SturgillSimpsonArtThe one thing you can never do with an artist is to guess or assume what their next move is. On A Sailor’s Guide To Earth, released April 15, Sturgill’s self produced record takes a strange trip into the dark oblivion. Reportedly written as a concept-type record as a letter to his first child. Sturgill made the record he wanted to make, not what was expected of him.

Opening like a movie soundtrack between tinkling piano and a string quartet, his booming voice “Hello my son, welcome to earth, may not be my last but will always be my first,” lays in a bed of weeping pedal steel before the song jumps into a 60s soul groove. “Breakers Roar,” the beautifully introspective song that follows, with tender finger picking, steel whale squeals, smoothed over with strings echoing with the refrain “It’s all a dream, it’s all a dream.” Sturgill taps into a soul funk groove with “Keep It Between The Lines” with sax grunts, horn bops and Rhodes chops, a waylon-esp four on the floor bass drum breaks, reminding us “don’t sweat the small stuff.”
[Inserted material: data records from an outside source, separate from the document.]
Issue #693, opened 2024-10-22
[Chore]: Docker Container Publishing


AshtonStephens:
# Chore - Docker Container Publishing

## 1. Description

Publish docker containers from sBTC repository for the following image types:
- sBTC Signer
- Blocklist Client
- Emily Server (optional)

## 2. Why It's Necessary

Needed to onboard sBTC signers.

## 3. Execution Checklist

- [ ] sBTC Signer
- [ ] Blocklist Client
- [ ] Emily Server (optional)

PR #703, opened 2024-10-23
Add Docker Container Release Workflow

AshtonStephens:
## Description

Closes: #693 

This PR adds a docker container publishing CI action that will build release a docker container for the signer. It uses a similar workflow to the one used in `stacks-core`, but it appears that the one in stacks-core has never been run. This workflow step can only be run manually with a release tag that corresponds to a release branch. This is to avoid accidentally releasing the wrong thing.

This means to release docker images for version `a.b.c` you'll need to do the following:
1. Push to the branch `release/a.b.c`
1. Go to workflows and manually trigger this workflow with the following info:
    1.  `tag = a.b.c`
    1. `push-image = true`
    1. and then if you want the latest tag to be this version, you'd do `is-latest = true`

## Changes

- Creates a GitHub workflow to release the sbtc signer.
- Creates a `Dockerfile.signer.debian` dockerfile to build the container

Releases will be published under [`blockstack/sbtc`](https://hub.docker.com/r/blockstack/sbtc/tags).

The signer will be released under the following:
- `signer-x.x.x`
- `signer-x.x.x-debian`
- `signer-latest` (if latest)
- `signer-latest-debian` (if latest)

Only debian is currently supported but `stacks-core` currently supports alpine as well. This format leaves that open for a future improvement only if we get enough requests for it.

## Testing Information

- Image tested locally
- Deployment tested in CI with the following action: [link](https://github.com/stacks-network/sbtc/actions/runs/11503910306/job/32022240494)

## Checklist:

### DIFF
--- a/.github/actions/dockerfiles/Dockerfile.signer.debian
+++ b/.github/actions/dockerfiles/Dockerfile.signer.debian
@@ -2,7 +2,7 @@ FROM rust:1.81.0-slim-bookworm as build
 
 # Install dependencies.
 RUN apt-get update
-RUN apt-get install -y \
+RUN apt-get install -y --no-install-recommends \
     libclang-dev \
     git \
     pkg-config \
--- a/.github/actions/dockerfiles/Dockerfile.signer.debian
+++ b/.github/actions/dockerfiles/Dockerfile.signer.debian
@@ -21,4 +21,4 @@ RUN make install && make build
 # Create Docker image to run the signer.
 FROM debian:bookworm-slim AS signer
 COPY --from=build /code/sbtc/target/debug/signer /usr/local/bin/signer
-ENTRYPOINT ["/usr/local/bin/signer --config /signer-config.toml --migrate-db"]
+CMD ["/usr/local/bin/signer --config /signer-config.toml --migrate-db"]
--- a/.github/actions/dockerfiles/Dockerfile.signer.debian
+++ b/.github/actions/dockerfiles/Dockerfile.signer.debian
@@ -1,0 +1,24 @@
+FROM rust:1.81.0-slim-bookworm as build
+
+# Install dependencies.
+RUN apt-get update
+RUN apt-get install -y \
+    libclang-dev \
+    git \
+    pkg-config \
+    libssl-dev \
+    make \
+    protobuf-compiler \
+    npm \
+    default-jre
+RUN npm install -g pnpm@9
+RUN npm install -g @openapitools/openapi-generator-cli
+
+WORKDIR /code/sbtc
+COPY . .
+RUN make install && make build
+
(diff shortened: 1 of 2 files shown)


.github/workflows/image-build.yaml
```diff
@@ -0,0 +1,100 @@
...
+          - emily-server
+          - blocklist-client
+    steps:
+      ## Setup Docker for the builds
+      - name: Docker setup
+        id: docker_setup
+        uses: stacks-network/actions/docker@main
+        with:
+          username: ${{ secrets.DOCKERHUB_USERNAME }}
+          password: ${{ secrets.DOCKERHUB_PASSWORD }}
```
AshtonStephens, line 54: Login step.

.github/actions/dockerfiles/Dockerfile.signer.debian
```diff
@@ -0,0 +1,24 @@
...
+RUN npm install -g @openapitools/openapi-generator-cli
+
+WORKDIR /code/sbtc
+COPY . .
+RUN make install && make build
+
+# Create Docker image to run the signer.
+FROM debian:bookworm-slim AS signer
+COPY --from=build /code/sbtc/target/debug/signer /usr/local/bin/signer
+ENTRYPOINT ["/usr/local/bin/signer --config /signer-config.toml --migrate-db"]
```
wileyj, line 24: For this image, i would leave this as CMD for troubleshooting purposes. 
for a production image, entrypoint is fine though (although i personally still prefer CMD since it allows some customization)

AshtonStephens: I'm happy to move this to CMD, but for context we are only expecting these to be used for production

AshtonStephens: Looking at the differences between these I agree, `CMD` makes sense.

.github/actions/dockerfiles/Dockerfile.signer.debian
```diff
@@ -0,0 +1,24 @@
+FROM rust:1.81.0-slim-bookworm as build
+
+# Install dependencies.
+RUN apt-get update
+RUN apt-get install -y \
```
aldur, line 5: nit: `--no-install-recommends`

aldur (approved):

.github/actions/dockerfiles/Dockerfile.signer.debian
AshtonStephens: Done.

.github/actions/dockerfiles/Dockerfile.signer.debian
AshtonStephens: Done.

“Sea Stories” comes as more of what you would expect, melodically along the lines of his last record. “I got Sea Stories, that are true, might seem a little bit far fetched, why would I lie to you, memories of ink forever stained, still got salt running through my veins, I got Sea Stories and my shell back too.”

“In Bloom [Nirvana Cover]” has been talked about as it was a pre-release. Now hearing it in context of the record it fits in with the vibe dreamscape Sturgill has created. “Brace For Impact (Live A Little)” a blues rock song with throbbing bass, slide guitar and strange moog-esq synth has a bit dated 80s produced feeling. “All Around You” again tapping into the 60s soul horns and strings mixed with underlying acoustic guitar riffs and pedals steel. Did Phil Spector break out of jail for this cut?

“Oh Sarah” with moaning cello and plucking strings,“Sometimes this life, feels like, a big ole dream, i’m floating around on a cloud inside. When my cloud starts coming apart at the seems, oh Sarah, thats when i slide….” Between ocean waves and seagulls squalls “Call To Arms” opens to driving piano, sax and horns pushing an energetic throbbing roadhouse rhythm, apparently ranting about political, cultural events with a little North Korea and Kim Jong Un thrown in, with the relatable “Ain’t nobody looking up to care about a drone, i’m too busy looking down at a phone.”

A Sailor’s Guide To Earth is an etherial soundscape that flows between soul, 60s pop, dreamy strings quartets, stream of conscious production and excellent lyrics in a country music blender. If you are looking for his Metamodern Sounds In Country Music follow up to be the Outlaw Country savior with blistering country guitar riffs and honky tonkin anthems, this isn’t the album. If you are looking for a thoughtful perspective unbound by the very idea of being the next country music savior, support Sturgill Simpson because this is only the beginning.